Segment Start: Records shown

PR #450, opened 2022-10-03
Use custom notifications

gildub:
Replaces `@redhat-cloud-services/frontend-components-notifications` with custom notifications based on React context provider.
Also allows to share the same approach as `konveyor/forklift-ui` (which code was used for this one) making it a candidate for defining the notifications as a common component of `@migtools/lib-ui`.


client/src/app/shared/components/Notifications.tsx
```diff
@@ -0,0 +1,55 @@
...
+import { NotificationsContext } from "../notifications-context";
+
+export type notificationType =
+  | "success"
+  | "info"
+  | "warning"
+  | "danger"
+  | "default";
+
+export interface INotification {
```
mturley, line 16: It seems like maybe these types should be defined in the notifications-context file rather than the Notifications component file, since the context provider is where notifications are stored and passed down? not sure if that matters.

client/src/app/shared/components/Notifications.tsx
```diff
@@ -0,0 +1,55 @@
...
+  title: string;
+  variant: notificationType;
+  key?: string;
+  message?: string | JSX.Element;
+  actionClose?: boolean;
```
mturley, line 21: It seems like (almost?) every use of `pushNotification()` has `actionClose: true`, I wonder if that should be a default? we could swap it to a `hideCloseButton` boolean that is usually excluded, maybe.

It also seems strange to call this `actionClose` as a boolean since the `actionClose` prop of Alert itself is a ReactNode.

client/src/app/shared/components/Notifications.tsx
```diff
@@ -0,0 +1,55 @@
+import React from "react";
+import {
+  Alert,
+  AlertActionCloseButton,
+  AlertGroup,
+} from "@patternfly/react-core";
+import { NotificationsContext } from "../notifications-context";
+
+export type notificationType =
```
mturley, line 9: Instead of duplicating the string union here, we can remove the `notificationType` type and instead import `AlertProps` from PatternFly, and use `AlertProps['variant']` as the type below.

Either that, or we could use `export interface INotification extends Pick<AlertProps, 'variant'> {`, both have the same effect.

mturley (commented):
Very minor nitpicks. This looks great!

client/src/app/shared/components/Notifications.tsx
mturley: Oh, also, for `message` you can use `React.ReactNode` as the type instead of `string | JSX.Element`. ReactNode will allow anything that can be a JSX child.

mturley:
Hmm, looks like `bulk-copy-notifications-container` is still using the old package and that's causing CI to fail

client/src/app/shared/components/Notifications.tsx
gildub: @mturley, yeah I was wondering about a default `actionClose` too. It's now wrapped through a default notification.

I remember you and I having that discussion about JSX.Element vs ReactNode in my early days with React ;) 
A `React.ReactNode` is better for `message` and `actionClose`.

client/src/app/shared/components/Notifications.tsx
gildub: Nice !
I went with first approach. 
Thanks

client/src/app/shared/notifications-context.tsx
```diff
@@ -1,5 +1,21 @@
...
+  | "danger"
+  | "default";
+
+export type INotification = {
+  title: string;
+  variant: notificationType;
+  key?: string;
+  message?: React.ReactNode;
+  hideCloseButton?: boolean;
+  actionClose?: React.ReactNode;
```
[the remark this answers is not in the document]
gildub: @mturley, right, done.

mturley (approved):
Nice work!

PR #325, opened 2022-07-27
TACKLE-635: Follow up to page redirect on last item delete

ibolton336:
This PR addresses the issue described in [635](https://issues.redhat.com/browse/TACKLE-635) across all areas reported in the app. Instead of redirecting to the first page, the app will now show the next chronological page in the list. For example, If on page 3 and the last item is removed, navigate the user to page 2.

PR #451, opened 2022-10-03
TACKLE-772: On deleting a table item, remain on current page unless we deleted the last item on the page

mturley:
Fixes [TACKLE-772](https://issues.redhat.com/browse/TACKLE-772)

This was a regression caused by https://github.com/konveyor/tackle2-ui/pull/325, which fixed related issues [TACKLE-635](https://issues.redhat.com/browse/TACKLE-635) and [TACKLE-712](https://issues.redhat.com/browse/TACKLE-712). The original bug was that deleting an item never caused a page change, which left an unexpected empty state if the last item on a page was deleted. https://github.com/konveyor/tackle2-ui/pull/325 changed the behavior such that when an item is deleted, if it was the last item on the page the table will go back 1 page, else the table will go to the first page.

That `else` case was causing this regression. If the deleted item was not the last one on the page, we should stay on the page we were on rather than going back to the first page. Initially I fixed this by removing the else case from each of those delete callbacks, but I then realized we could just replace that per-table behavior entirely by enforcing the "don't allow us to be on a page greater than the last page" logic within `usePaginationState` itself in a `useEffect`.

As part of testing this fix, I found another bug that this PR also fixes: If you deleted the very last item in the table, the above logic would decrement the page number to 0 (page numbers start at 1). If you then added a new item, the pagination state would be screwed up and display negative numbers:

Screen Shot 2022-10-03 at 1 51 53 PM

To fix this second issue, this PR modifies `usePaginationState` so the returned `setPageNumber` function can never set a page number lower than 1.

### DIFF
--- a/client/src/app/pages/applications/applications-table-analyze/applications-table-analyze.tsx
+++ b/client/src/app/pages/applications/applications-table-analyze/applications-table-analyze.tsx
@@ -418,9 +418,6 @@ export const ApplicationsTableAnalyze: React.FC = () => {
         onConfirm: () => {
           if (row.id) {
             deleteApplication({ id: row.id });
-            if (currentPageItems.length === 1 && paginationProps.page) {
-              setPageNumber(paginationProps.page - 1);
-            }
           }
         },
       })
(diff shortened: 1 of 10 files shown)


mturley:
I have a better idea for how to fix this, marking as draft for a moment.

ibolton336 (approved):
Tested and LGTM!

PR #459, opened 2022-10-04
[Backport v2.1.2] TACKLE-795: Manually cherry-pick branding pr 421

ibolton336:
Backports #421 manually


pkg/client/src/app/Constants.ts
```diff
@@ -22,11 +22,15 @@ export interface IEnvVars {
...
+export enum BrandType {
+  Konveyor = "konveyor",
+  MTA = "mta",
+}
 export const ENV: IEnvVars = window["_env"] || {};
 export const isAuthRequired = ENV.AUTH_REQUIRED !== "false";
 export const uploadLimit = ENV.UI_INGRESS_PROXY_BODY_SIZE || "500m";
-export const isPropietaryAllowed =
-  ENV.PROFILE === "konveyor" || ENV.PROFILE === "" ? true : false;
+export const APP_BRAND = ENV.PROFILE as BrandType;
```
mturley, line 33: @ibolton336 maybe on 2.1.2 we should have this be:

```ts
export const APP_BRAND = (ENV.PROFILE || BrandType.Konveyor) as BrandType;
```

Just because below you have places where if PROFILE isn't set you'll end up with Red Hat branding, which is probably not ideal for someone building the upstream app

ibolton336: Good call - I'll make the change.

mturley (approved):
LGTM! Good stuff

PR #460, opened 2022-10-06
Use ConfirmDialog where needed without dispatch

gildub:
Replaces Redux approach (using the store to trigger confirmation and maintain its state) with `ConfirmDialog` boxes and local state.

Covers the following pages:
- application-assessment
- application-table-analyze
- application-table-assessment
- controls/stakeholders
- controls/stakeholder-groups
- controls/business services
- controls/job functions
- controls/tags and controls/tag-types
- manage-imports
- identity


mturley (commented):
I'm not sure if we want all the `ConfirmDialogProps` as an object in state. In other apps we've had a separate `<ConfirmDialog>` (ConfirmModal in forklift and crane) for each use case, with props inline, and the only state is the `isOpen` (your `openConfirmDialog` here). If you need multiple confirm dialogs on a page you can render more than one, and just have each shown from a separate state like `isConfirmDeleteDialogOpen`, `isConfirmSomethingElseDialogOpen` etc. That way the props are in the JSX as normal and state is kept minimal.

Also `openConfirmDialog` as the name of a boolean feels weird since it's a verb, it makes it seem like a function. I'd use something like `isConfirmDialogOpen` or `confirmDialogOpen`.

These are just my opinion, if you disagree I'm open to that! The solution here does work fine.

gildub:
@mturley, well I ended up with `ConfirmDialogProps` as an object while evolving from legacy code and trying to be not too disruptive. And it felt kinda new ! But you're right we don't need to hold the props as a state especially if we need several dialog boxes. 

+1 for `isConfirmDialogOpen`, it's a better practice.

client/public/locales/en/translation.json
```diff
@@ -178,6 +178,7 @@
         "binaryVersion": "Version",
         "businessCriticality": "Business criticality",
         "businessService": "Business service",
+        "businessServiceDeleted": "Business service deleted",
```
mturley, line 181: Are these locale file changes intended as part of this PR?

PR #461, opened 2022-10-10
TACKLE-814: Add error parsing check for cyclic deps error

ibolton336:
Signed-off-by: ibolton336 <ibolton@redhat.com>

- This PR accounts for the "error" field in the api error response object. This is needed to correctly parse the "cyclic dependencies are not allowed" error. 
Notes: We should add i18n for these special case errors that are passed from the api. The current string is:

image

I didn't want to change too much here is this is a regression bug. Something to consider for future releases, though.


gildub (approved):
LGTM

Segment End: Records shown

• **What needs to be done**:
Write out exactly the final stretch of the records: the line containing "Notes: We should" and every line after it, through the last, and nothing else.

• **Response below**:
Notes: We should add i18n for these special case errors that are passed from the api. The current string is:

image

I didn't want to change too much here is this is a regression bug. Something to consider for future releases, though.


gildub (approved):
LGTM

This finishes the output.